Item 3.02. Unregistered Sales of Equity Securities.
Between October 27, 2007 and November 9, 2007, we issued 1,223 ordinary shares
upon conversion of $150,000 aggregate principal amount of our Zero Coupon
Convertible Debentures and 4,613,094 ordinary shares upon conversion of
$332,774,000 aggregate principal amount of our 1.5% Convertible Debentures.
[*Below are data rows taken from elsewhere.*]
Issue #773, opened 2019-01-25
Performance test plan


miroslavstastny:
# Perf measuring

This document describes workflow used to measure (and avoid regressions in) performance / bundle size.

## Scenarios

| Scenario | Setup | Question it answers
| :--- | :--- | :--- |
| Minimal           | Only required props        | What is the base overhead cost of a component?
| Slots             | All slot props             | What is the cost of slot prop logic? 
| InlineStyles      | Inline style overrides     | What is the cost of inline style overrides? 
| InlineVariables   | Inline variable overrides  | What is the cost of inline variable overrides?
| NoTheme           | No theming system applied  | What is the cost of the theming system? 

- [x] Add Minimal scenarios #2164 
- [ ] Add Slots scenarios
- [ ] Add InlineStyles scenarios
- [ ] Add InlineVariables scenarios
- [ ] Add NoTheme scenarios

## Workflow overview

1. run perf tests as part of CI for every PR build,
2. store the results to external storage,
3. in every PR, compare current results with results from a fork point,
4. (optional), with every release, get current results from external storage, push them to git,
5. show numbers (with history and charts) in docsite.

### Run perf tests

- [x] `yarn build:stats` to measure bundle size locally
- [x] run bundle size tests in CI
- [x] `yarn perf` to measure performance locally
- [x] run perf tests in CI (will the results be stable enough?)
- [x] add perf examples for all components #2164 
- [ ] add perf examples for compound pages (See [Semantic-UI/React layouts](https://react.semantic-ui.com/layouts))
- [ ] add conformance test for perf tests

### External storage

- [x] spin-up external storage

Let's start with a nosql database, with following keys:
- **commit hash**
    - to map 1:1 from git commit to the result
- **git branch**
    - to be able to display stats for a branch without git
    - may not work for branches other than master as branch names can be reused
    - but is it required for a branch?
    - works for master
- **ci build number**
    - to order results on a single branch
    - to distinguish multiple builds on a single commit

### Comparing results in every PR
- [x] save current results to external storage
- [ ] for PR builds, compare current results with fork-point results, add the diff to the PR

As part of each PR build, perf tests are executed, results stored to the external storage and compared with master.

To find correct master commit:
```
git merge-base --fork-point master
```
*Note: This does not work for PR to other branches than master, not tested for PRs from forks!*

We will use DangerJS to compare the results and add them as a comment to the PR.

In the first version it will just log the difference without enforcing any policy.

#### Master builds

[...]

PR #821, opened 2019-02-01
chore: Save package statistics to DB

miroslavstastny:
Part of #773.

Each CI build stores results of `yarn build:stats` to an external DB.
Following data are stored:
- build number,
- GIT commit SHA,
- GIT branch,
- GIT tag (to filter release builds),
- GitHub PR URL,
- build date
- current bundle size statistics.

No magic is currently done on DB side, data is stored as-is. Based on the required queries, we can restructure the data and migrate all existing ones.

No user-facing change, changelog left intentionally blank.


miroslavstastny:
This is repo for the DB API endpoint: https://github.com/miroslavstastny/stardust-stats-azure (to be moved to stardust repo later)

package.json
```diff
@@ -34,6 +34,7 @@
     "release:patch": "yarn prerelease && ta-script npm/release patch && yarn postrelease",
     "prestart": "yarn satisfied --fix yarn",
     "start": "gulp --series dll docs",
+    "stats:save": "gulp stats:save",
```
layershifter, line 37: Can we rename `build:stats` to `stats:build`? (line 5)

```diff
-"build:stats": "gulp stats",
+"stats:build": "gulp stats:build",
```

.circleci/config.yml
```diff
@@ -89,7 +97,7 @@ jobs:
       - run:
           name: Publish npm package
           command: |
-            if [ -n "${npm_TOKEN+x}" ] && [ "${CIRCLE_BRANCH}" == "master" ]; then
+            if [ -n "${npm_TOKEN}" ] && [ "${CIRCLE_BRANCH}" == "master" ]; then
```
layershifter, line 95: This change looks strange, is it correct?

build/gulp/tasks/stats.ts
```diff
@@ -121,3 +123,27 @@ task(
...
+task('stats:save', async () => {
+  const commandLineArgs = _.pick(argv, ['sha', 'branch', 'tag', 'pr', 'build'])
+  const bundleStats = require(paths.docsSrc('bundleStats.json'))[UNRELEASED_VERSION_STRING]
+
+  const options = {
+    method: 'POST',
+    uri: process.env.STATS_URI,
+    body: {
+      sha: process.env.CIRCLE_SHA1,
+      branch: process.env.CIRCLE_BRANCH,
```
layershifter: There values are required as I understand, can we add an assert that they're defined?

.circleci/config.yml
kuzhelov: yes, as `-n` `test` function already correctly handles the values `+x` filter has targeted on

build/gulp/tasks/stats.ts
```diff
@@ -121,3 +123,27 @@ task(
...
+      pr: process.env.CIRCLE_PULL_REQUEST, // optional
+      build: process.env.CIRCLE_BUILD_NUM,
+      ...commandLineArgs, // allow command line overwrites
+      bundleSize: bundleStats,
+      ts: new Date(),
+    },
+    json: true,
+  }
+
+  const ret = await rp(options)
```
kuzhelov: lets omit shortcuts here, as it makes the code a bit unreadable. We could end up with something like (with import aliasing and variable being renamed)

```js
const response = await requestHttp(options)
```

layershifter (approved):
👍

kuzhelov (approved):

.circleci/config.yml
```diff
@@ -74,7 +74,15 @@ jobs:
...
           name: Bundle Statistics
-          command: yarn build:stats
+          command: yarn stats:build
+      - run:
+          name: Save Statistics to DB
+          command: |
+            if [ -n "${STATS_URI}" ]; then
+              yarn stats:save
+            else
+              echo "STATS_URI not set, skipping"
```
levithomason, line 84: Seems this should throw, no?  Do we want silent passes when stats aren't being saved for some reason?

All
of these transactions were exempt from the registration requirements of the
Securities Act of 1933, as amended, by virtue of Section 4(2) as transactions
not involving any public offering and by virtue of Section 3(a)(9).
Item 8.01. Other Events.
On November 9, 2007, Transocean Inc. and GlobalSantaFe Corporation issued a
joint press release announcing that both companies received the necessary
shareholder approvals to complete the proposed merger of GlobalSantaFe with a
wholly owned subsidiary of Transocean and related transactions.
Transocean and GlobalSantaFe currently estimate that they will complete the
proposed transactions by the end of 2007. The transactions remain subject to
certain regulatory clearances, the approval of the Grand Court of the Cayman
Islands and other closing conditions.
A complete copy of the press release is attached hereto as Exhibit 99.1.
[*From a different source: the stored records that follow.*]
PR #822, opened 2019-02-01
feat(Accessibility): Accessibility for menu divider

jurokapsiar:
This PR adds accessibility behavior to the menu divider


mnajdova (approved):
LGTM, just update the changelog.

src/components/Menu/MenuDivider.tsx
```diff
@@ -28,17 +36,25 @@ class MenuDivider extends UIComponent<ReactProps<MenuDividerProps>, any> {
 
   static defaultProps = {
     as: 'li',
+    accessibility: menuDividerBehavior as Accessibility,
   }
 
   static propTypes = {
     ...commonPropTypes.createCommon({ content: false, children: false, color: true }),
+    accessibility: PropTypes.func,
```
layershifter, line 44: I've seen another definition:
```
```

Can we create a customPropType for this in separate PR? May be create a tracking issue?

src/lib/accessibility/Behaviors/Menu/menuDividerBehavior.ts
```diff
@@ -0,0 +1,19 @@
...
+ * Adds role 'presentation' to 'root' component's part.
+ */
+
+const menuDividerBehavior: Accessibility = (props: any) => ({
+  attributes: {
+    root: {
+      role: 'presentation',
+    },
+  },
+})
```
layershifter, line 17: A little confused with this, we don't have a behavior for `Divider`. How are they differenced?

src/components/Menu/MenuDivider.tsx
jurokapsiar: yes, we used to support object and function, now it is just a function, probably some cleanup is needed. I will create an issue.

src/lib/accessibility/Behaviors/Menu/menuDividerBehavior.ts
jurokapsiar: it's just that we did not get to divider yet. it will be done soon. If it turns out to be the same, we will consolidate.

mnajdova: The `MenuDivider` is part of the list (it is `li`) element and I guess as the other elements in the menu has this role.

PR #823, opened 2019-02-01
feat(ChatMessage): add badge and badgePosition props

mnajdova:
This PR adds the badge and badgePosition ('start' | 'end') props to the ChatMessage. 
TODO
- [x] update changelog
- [x] provide examples for the badge

Here are examples of this:

- Mine message with badge at the end:

```jsx
 <Chat.Message
          content="Hello"
          author="John Doe"
          mine
          badge={{
            icon: 'redbang',
            color: 'red',
          }}
/>
```
image

- Mine message with badge at the start
```jsx
 <Chat.Message
          content="Hello"
          author="John Doe"
          mine
          badge={{
            icon: 'redbang',
            color: 'red',
          }}
         badgePosition="start"
/>
```

image

- Other message with badge at the end

```jsx
       <Chat.Message
          content="Hi"
          author="Jane Doe"
          badge={{
            icon: 'mention',
            color: 'red',
          }}
        />
```

image

- Other message with badge at the start
```jsx
        <Chat.Message
          content="Hi"
          author="Jane Doe"
          badge={{
            icon: 'mention',
            color: 'red',
          }}
          badgePosition="start"
        />
```
image

Example in chat:
image


layershifter (commented):
I am not sure about `badge`, can we go with `label` for now?
And when we will have decision about naming just rename it everywhere?

src/themes/teams/components/Chat/chatMessageStyles.ts
```diff
@@ -44,6 +45,17 @@ const chatMessageStyles: ComponentSlotStylesInput<ChatMessageProps, ChatMessageV
       textDecoration: 'underline',
     },
   }),
+  badge: ({ props: { badgePosition } }) => {
+    const sidePosition = badgePosition === 'start' ? 'left' : 'right'
```
layershifter:
```suggestion
    const sidePosition = p.badgePosition === 'start' ? 'left' : 'right'
```

Can we use `p.`? 😸

mnajdova:
@layershifter in my opinion label as a word has nothing semantically with the ChatMessage, although it is shorthand for label (yep, the name had already produced us enough headache). Even if this was shorthand for the Icon component, I would still go with badge, as it is much more clear what it represents...

packages/react/src/themes/teams/components/Chat/chatMessageStyles.ts
```diff
@@ -44,6 +45,19 @@ const chatMessageStyles: ComponentSlotStylesInput<ChatMessageProps, ChatMessageV
       textDecoration: 'underline',
     },
   }),
+  badge: ({ props: p, variables: v }) => {
+    const sidePosition = p.badgePosition === 'start' ? 'left' : 'right'
+    return {
+      boxShadow: v.badgeShadow,
+      position: 'absolute',
+      height: pxToRem(24),
```
miroslavstastny: This breaks when you change icon size. Any chance this could work without absolute values?

Something like:
```jsx
      boxShadow: v.badgeShadow,
      position: 'absolute',
      padding: pxToRem(4),
      height: 'auto',
      width: 'auto',
      borderRadius: '50%',
      top: pxToRem(4),
      zIndex: '1',
      [sidePosition]: 0,
      transform: p.badgePosition === 'start' ? 'translateX(-50%)' : 'translateX(50%)',
```

miroslavstastny (commented):
What about Styled Chat Item example?

packages/react/src/themes/teams/components/Chat/chatMessageStyles.ts
bmdalex: +1 for using transform

bmdalex (approved):
looks good, I vote for having `badge` for name for now
https://ant.design/components/badge/

packages/react/src/themes/teams/components/Chat/chatMessageStyles.ts
mnajdova: Thanks Miro, I've changed the styles, work with every size of icon, and the default is according to the specs. I've added badge in the styles ChatItem example as well. Let me know if there is anything else.

miroslavstastny (approved):

packages/react/src/components/Chat/ChatMessage.tsx
```diff
@@ -83,6 +93,7 @@ class ChatMessage extends UIComponent<ReactProps<ChatMessageProps>, ChatMessageS
   static defaultProps = {
     accessibility: chatMessageBehavior,
     as: 'div',
+    badgePosition: 'end',
```
kuzhelov, line 97: not sure about this default - lot of examples where badge appears at start

kuzhelov (approved):
not sure about default badge's position - I would rather suggest to make it `start` one.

Item 9.01. Financial Statements and Exhibits.
The following exhibit is furnished pursuant to Item 8.01:
Exhibit Number Description
99.1 Transocean Inc. Press Release dated November 9, 2007
Forward-Looking Statements
Statements included in this Current Report on Form 8-K regarding the
consummation of the proposed transactions and other statements that are not
historical facts are forward looking statements. These statements involve risks
and uncertainties including, but not limited to, actions by regulatory
authorities or other third parties, consummation of financing, satisfaction of
closing conditions, and other factors detailed in risk factors and elsewhere in
our Annual Report on Form 10-K, our recent definitive proxy statement with
respect to our shareholders meeting and our other filings with the Securities
and Exchange Commission. Should one or more of these risks or uncertainties
materialize, or should underlying assumptions prove incorrect, actual outcomes
may vary materially from those forecasted or expected. We disclaim any intention
or obligation to update publicly or revise such statements, whether as a result
of new information, future events or otherwise.